Strictly Parallel Tests Classical Test Theory Results

* Where x1 is the observed score on test 1 and x2 is the observed score on test 2.

* t1 = t2 which is the true score for students (which is equal because they are strictly positive)

* e1, e2, are uncorrelated with each other or t1 and t2 and have the same standard deviation.

* Observed scores x1 and x2 are calculated as x1 = t1 + e1, x2 = t2 + e2

* Classical test theory tells us in strictly parralell test corr(x1,t1)^2 = corr(x2,t2)^2 = corr(x1,x2)

* corr(x1,t1)^2 = {E[(x1-E(x1))(t1-E(t1))]/sd(x1)sd(t1)}^2

* corr(x1,t1)^2 = {E[(t1+e1-E(t1+e1))(t1-E(t1))]/sd(x1)sd(t1)}^2

* corr(x1,t1)^2 = {E[(t1+e1-E(t1))(t1-E(t1))]/sd(x1)sd(t1)}^2

* corr(x1,t1)^2 = {E[(t1+E(t1))(t1-E(t1)) + e1(t1-E(t1))]/sd(x1)sd(t1)}^2

* corr(x1,t1)^2 = {(sd(t1) + 0)/sd(x1)sd(t1)}^2

* corr(x1,t1)^2 = {sd(t1)/sd(x1)sd(t1)}^2

* Since the tests are parrellel sd(e1)=sd(e2) & sd(x1)=sd(x2) along with corr(e1,t1)=0 and corr(e2,t2)=0 implies.

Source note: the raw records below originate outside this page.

PR #228, opened 2026-03-31
btcwbackend: add neutrino+btcwallet wallet mode

### LINKED ISSUE #149: darepod: add neutrino+btcwallet mode (wallet.type=btcwallet)
## Summary

Add a third wallet backend mode using btcwallet with neutrino as the
chain backend. This provides a fully in-process, SPV-based wallet that
doesn't require an external esplora server (unlike lwwallet) or a full
lnd node.

## Motivation

- lwwallet requires an esplora server to be running
- lnd mode requires a full lnd node
- neutrino+btcwallet gives a lightweight, fully self-contained option
  that connects directly to the Bitcoin P2P network

## Design

- `--wallet.type=btcwallet` config option
- Uses btcwallet for key management and UTXO tracking
- Uses neutrino (compact block filters / BIP 157/158) for chain sync
- Requires P2P peers to connect to (configurable)
- Implements the same `wallet.BoardingBackend`, `chainsource.ChainBackend`,
  and `wallet.ClientWallet` interfaces

## Implementation Notes

- New package `btcwbackend/` or extend `lwwallet/` with neutrino option
- Wire up in `darepod/server.go` alongside existing lnd/lwwallet branches
- Add config fields: `wallet.btcwallet.peers`, `wallet.btcwallet.datadir`

Roasbeef:
This PR introduces a third wallet backend mode (`wallet.type=btcwallet`) that
uses btcwallet with neutrino (BIP 157/158 compact block filters) as the chain
source. This provides a fully self-contained, SPV-based wallet that connects
directly to the Bitcoin P2P network—no external Esplora server or lnd node
required.

## Motivation

The existing wallet backends each carry an external dependency: `lnd` mode
requires a full lnd node, and `lwwallet` mode requires a running Esplora/
mempool.space instance. For users who want a lightweight, zero-dependency
setup, neutrino gives us BIP 157/158 compact block filter support over the raw
P2P network, which is exactly what lnd itself uses in its lightest
configuration.

## Design

The new `btcwbackend/` package implements the same three interfaces as the
existing backends:

- **`chainsource.ChainBackend`** — Uses lnd's `NeutrinoNotifier` for
  event-driven confirmation/spend/block notifications (no polling). Fee
  estimation is handled by `chainfee.WebAPIEstimator` with a configurable fee
  URL, since neutrino has no mempool visibility.

- **`wallet.BoardingBackend`** — Wraps btcwallet for key derivation and
  taproot script import. Unlike the lwwallet adapter (which bypasses btcwallet
  and queries Esplora directly for non-default scope UTXOs), this adapter uses
  btcwallet's native `ListUnspent`—after `ImportTaprootScript`, neutrino's
  compact block filter matching naturally detects matching outputs during sync.

- **`round.ClientWallet`** — The `Wallet` struct embeds `input.Signer` from
  btcwallet and exposes `DeriveNextKey`, satisfying the interface directly
  (same pattern as lwwallet).

The daemon wiring in `darepod/` adds `WalletTypeBtcwallet` arms to all six
wallet-type switch sites, plus a `tryAutoUnlockBtcwallet` function that reuses
the existing seed management and wallet unlock flow.

## Configuration

```
--wallet.type=btcwallet
--wallet.btcwallet_peers=host:port      # exclusive peers (no DNS seeding)
--wallet.btcwallet_addpeers=host:port   # additional persistent peers
--wallet.btcwallet_datadir=/path        # neutrino data dir
--wallet.feeurl=https://...             # fee estimation endpoint (required on mainnet)
--wallet.persist_filters=true           # write cfilters to disk
```

Closes #149.

## Test plan

- [ ] `go build ./btcwbackend/... ./darepod/...` compiles cleanly
- [ ] `make lint-changed-local` passes with zero issues
- [ ] Unit tests for btcwbackend (TODO: follow-up PR)
- [ ] Integration test on regtest with bitcoind peer (TODO: follow-up PR)
- [ ] Manual smoke test: start darepod with `--wallet.type=btcwallet` on
  signet, verify chain sync and wallet operations

### DIFF
--- a/btcwbackend/boarding_backend.go
+++ b/btcwbackend/boarding_backend.go
@@ -5,7 +5,6 @@ import (
 	"fmt"
 	"log/slog"
 	"math"
-	"sync"
 
 	"github.com/btcsuite/btcd/btcutil"
 	"github.com/btcsuite/btcd/chaincfg"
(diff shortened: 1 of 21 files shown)


btcwbackend/boarding_backend.go
```diff
@@ -0,0 +1,212 @@
...
+func (b *BoardingBackendAdapter) ListUnspent(ctx context.Context,
+	minConfs, maxConfs int32) ([]*wallet.Utxo, error) {
+
+	// Treat maxConfs of 0 as "no upper bound" so callers that
+	// omit the parameter don't accidentally filter everything.
+	if maxConfs == 0 {
+		maxConfs = math.MaxInt32
+	}
+
+	addrs := b.SnapshotAddrs()
```
Roasbeef: This should be removed, instead returning all the addresses. On restart, we don't re-populate this, so it can cause us to miss outputs.

Roasbeef:
@claude review this

Roasbeef:
@claude Re the critical finding: the nil `s.chainBackend` passed to `ChainSourceActor` is not actually reachable in practice. The `walletReady` channel gates all wallet-dependent actors (`startWalletDependentActors` is deferred until `markWalletReady`), so no messages reach the chain source actor before the wallet is unlocked and `startBtcwallet` sets `s.chainBackend`. This mirrors how lwwallet handles the locked case. Even though lwwallet creates a standalone chain backend, nothing queries it before wallet-dependent actors start.

The address filter removal in `ListUnspent` (item #2) is addressed in the latest fixup. We now return all watched UTXOs from btcwallet directly without filtering by the in-memory `importedAddrs` map, since btcwallet already scopes to watched scripts.

GetTransaction docstring is also cleaned up in the same fixup.

FeeURL validation was already required unconditionally for btcwallet mode in an earlier commit.

sputn1ck (approved):
LGTM!

PR #229, opened 2026-04-01
serverconn+darepod: derive mailbox IDs from pubkeys, add Schnorr auth + mTLS

Roasbeef:
## Summary

This PR replaces the old arbitrary-string mailbox ID system with
cryptographically-derived identifiers and adds two layers of authentication to
the mailbox transport.

### The Problem

Previously, `LocalMailboxID` and `RemoteMailboxID` were plain config strings
(e.g., `"client-1"`, `"server-for-client-1"`). Nothing bound a client's mailbox
identity to any cryptographic material, which opened several attack vectors:

 - **Impersonation at registration**: A client could set its
   `LocalMailboxID` to any string, including another client's ID, and register
   as that client. The server's sender-stamping only kicks in _after_
   registration — it doesn't prevent the initial claim.

 - **Cross-client message reads**: The `Pull` and `AckUpTo` RPCs accept a
   `mailbox_id` parameter but had no access control. Any client could call
   `Pull(mailbox_id=X)` for an arbitrary `X` and read another client's messages.

 - **Configuration footgun**: Operators had to manually coordinate matching
   mailbox ID strings between client and server configs, with no feedback if
   they were misconfigured.

### The Fix: Three Layers

**1. Pubkey-derived mailbox IDs** — Mailbox IDs are now deterministically
computed as `hex(compressed_pubkey)`. The client uses its identity key
(`KeyFamilyNodeKey`, family 6, index 0) and the server uses its operator key
(`KeyFamilyMultiSig`, index 0). The `LocalMailboxID` and `RemoteMailboxID`
config fields are removed entirely.

The client resolves the server's operator pubkey via a direct gRPC
`GetInfo` call _before_ the mailbox transport is wired, sidestepping the
chicken-and-egg where `fetchOperatorTerms` normally goes over the mailbox.

**2. Schnorr auth signature** — On every outbound envelope, the client includes
an `x-mailbox-auth-sig` header carrying a Schnorr signature over
`sha256("mailbox-auth" || sender_pubkey || recipient_mailbox_id)`. The server
verifies this in `HandleUnknownClient` before completing registration. This
proves the client actually holds the secp256k1 private key for the mailbox ID
they claim.

**3. mTLS client certificate** — The client generates an ephemeral P-256 TLS
certificate with the secp256k1 identity pubkey in the Subject CN. The server
extracts this CN on every RPC call via `peer.FromContext` and enforces that
`Pull`/`AckUpTo` requests only access the authenticated client's own mailbox.

The Schnorr signature proves key ownership (one-time, at registration). The
mTLS enforces per-RPC access control (every call). Together they close both
the impersonation and cross-client read vectors.

### TODO

In `--no-tls` regtest mode, the mTLS layer is bypassed (no client cert
presented). The Schnorr auth signature still gates registration, but
`Pull`/`AckUpTo` are unguarded. A follow-up should either require TLS
unconditionally or add a server-side Pull guard using the registered client
map as a non-TLS fallback.

## Test Plan

- [x] Unit tests for `PubKeyMailboxID`, `SignMailboxAuth`, `VerifyMailboxAuth`,
  `ParseMailboxPubKey` (cross-server replay, bad hex, wrong key)
- [ ] Integration tests with `make itest` (requires server-side PR)
- [ ] Verify regtest `--no-tls` still works (Schnorr auth, no mTLS)


Roasbeef:
@claude review this

Roasbeef:
@claude review this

* corr(x1,t1)^2 = {sd(t1)/sd(x1)sd(t1)}^2 = {sd(t2)/sd(x2)sd(t2)}^2 = corr(x2,t2)^2

* Let's see what this looks like:

clear
set obs 10000
* Imagine we have test results back for 1000 students

gen t1 = rnormal()
gen e1 = rnormal()
  gen x1 = t1+e1

gen t2 = t1
gen e2 = rnormal()
  gen x2 = t2+e2


qui corr x1 t1
di r(rho)^2

qui corr x2 t2
di r(rho)^2

* Good, our simulation confirms our algebra.

* Other results are:

qui corr x1 x2
di r(rho) " = corr x2 t2"

local corr_x1x2 = r(rho)

sum t1
local var_t1 = r(sd)^2

sum x1
local var_x1 = r(sd)^2

di "var(t) = `var_t1' = var(x)*corr(x1x2) = `=`var_x1'*`corr_x1x2''"

* And

sum e1
local var_e1 = r(sd)^2

di "var(e) = `var_e1' = var(x)*(1-corr(x1x2)) = `=`var_x1'*(1-`corr_x1x2')'"

* Note, all of these equalities are approximate because we are use a random simulated sample estimates of our parameters.